### Work to complete
Please transcribe, exactly and only, the lines of the records below from the one holding "This took a" to the very end.

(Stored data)
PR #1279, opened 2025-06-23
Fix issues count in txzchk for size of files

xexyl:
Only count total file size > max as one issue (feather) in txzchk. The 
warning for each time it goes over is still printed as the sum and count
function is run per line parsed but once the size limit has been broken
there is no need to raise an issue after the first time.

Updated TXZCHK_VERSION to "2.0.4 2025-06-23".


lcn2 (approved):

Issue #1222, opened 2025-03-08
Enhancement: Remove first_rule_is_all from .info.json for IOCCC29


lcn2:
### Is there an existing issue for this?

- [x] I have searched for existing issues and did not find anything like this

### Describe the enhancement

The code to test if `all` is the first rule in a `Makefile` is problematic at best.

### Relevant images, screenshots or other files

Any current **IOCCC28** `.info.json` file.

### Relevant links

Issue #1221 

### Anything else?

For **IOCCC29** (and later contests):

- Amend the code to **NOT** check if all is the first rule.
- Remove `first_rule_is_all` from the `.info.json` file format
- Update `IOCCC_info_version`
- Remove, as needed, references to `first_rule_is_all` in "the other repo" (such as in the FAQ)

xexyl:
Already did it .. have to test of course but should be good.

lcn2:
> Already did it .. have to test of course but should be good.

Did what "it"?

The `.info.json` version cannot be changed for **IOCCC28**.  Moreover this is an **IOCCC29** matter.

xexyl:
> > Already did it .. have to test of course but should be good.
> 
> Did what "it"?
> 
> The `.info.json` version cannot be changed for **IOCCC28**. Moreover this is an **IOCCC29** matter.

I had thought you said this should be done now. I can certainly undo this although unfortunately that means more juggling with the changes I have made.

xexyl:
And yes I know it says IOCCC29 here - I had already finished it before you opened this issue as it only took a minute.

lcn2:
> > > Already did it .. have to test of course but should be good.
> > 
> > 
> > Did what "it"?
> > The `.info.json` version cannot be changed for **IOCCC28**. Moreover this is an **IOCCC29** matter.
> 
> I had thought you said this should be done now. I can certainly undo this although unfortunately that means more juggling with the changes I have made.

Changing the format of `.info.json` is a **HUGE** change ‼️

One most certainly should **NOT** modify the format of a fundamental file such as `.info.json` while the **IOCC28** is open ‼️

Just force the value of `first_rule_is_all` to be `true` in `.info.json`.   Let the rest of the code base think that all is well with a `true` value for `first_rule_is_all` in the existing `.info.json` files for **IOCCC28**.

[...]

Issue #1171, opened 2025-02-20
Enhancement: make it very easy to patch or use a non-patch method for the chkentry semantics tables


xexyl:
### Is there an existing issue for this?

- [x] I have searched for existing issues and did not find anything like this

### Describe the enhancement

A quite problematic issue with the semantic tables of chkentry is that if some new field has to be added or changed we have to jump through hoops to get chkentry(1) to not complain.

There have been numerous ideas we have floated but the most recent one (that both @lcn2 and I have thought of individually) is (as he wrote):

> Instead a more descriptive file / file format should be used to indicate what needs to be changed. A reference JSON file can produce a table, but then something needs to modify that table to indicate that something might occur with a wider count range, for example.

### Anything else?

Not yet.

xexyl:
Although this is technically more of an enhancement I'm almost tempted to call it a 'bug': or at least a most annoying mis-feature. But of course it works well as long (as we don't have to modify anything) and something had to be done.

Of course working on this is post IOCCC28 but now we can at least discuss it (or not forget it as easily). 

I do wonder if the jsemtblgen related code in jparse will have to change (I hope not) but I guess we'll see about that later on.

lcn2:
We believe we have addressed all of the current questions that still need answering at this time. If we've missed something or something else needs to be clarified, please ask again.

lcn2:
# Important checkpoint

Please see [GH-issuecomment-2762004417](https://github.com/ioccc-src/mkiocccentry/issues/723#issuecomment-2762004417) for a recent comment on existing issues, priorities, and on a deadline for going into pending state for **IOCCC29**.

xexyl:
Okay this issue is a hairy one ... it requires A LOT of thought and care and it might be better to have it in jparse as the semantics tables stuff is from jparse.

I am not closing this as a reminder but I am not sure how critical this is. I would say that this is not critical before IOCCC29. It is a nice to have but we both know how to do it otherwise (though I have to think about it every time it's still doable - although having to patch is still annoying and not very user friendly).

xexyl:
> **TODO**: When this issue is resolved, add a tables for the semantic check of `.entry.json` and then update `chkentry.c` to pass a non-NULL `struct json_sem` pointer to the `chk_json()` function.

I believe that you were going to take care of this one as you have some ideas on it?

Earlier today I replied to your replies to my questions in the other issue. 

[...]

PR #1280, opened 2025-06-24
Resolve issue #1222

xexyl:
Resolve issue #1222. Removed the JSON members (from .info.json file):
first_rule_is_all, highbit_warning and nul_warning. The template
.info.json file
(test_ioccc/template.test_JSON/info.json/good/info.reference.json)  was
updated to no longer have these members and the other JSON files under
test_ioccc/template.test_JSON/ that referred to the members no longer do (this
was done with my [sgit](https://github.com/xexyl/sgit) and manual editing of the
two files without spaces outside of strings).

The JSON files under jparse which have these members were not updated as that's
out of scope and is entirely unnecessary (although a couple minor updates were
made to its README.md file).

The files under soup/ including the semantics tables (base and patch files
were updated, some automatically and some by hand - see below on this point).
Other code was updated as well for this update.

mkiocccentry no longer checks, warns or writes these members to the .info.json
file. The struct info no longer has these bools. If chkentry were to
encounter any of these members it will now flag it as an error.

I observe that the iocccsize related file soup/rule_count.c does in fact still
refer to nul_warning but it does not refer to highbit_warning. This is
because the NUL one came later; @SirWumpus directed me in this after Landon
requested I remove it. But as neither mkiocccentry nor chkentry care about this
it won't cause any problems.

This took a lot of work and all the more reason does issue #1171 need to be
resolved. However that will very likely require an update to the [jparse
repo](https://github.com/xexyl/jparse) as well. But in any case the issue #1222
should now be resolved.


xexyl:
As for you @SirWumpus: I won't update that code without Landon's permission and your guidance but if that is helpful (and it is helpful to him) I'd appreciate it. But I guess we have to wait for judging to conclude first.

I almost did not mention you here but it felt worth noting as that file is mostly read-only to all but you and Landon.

### Task result
This took a lot of work and all the more reason does issue #1171 need to be
resolved. However that will very likely require an update to the [jparse
repo](https://github.com/xexyl/jparse) as well. But in any case the issue #1222
should now be resolved.


xexyl:
As for you @SirWumpus: I won't update that code without Landon's permission and your guidance but if that is helpful (and it is helpful to him) I'd appreciate it. But I guess we have to wait for judging to conclude first.

I almost did not mention you here but it felt worth noting as that file is mostly read-only to all but you and Landon.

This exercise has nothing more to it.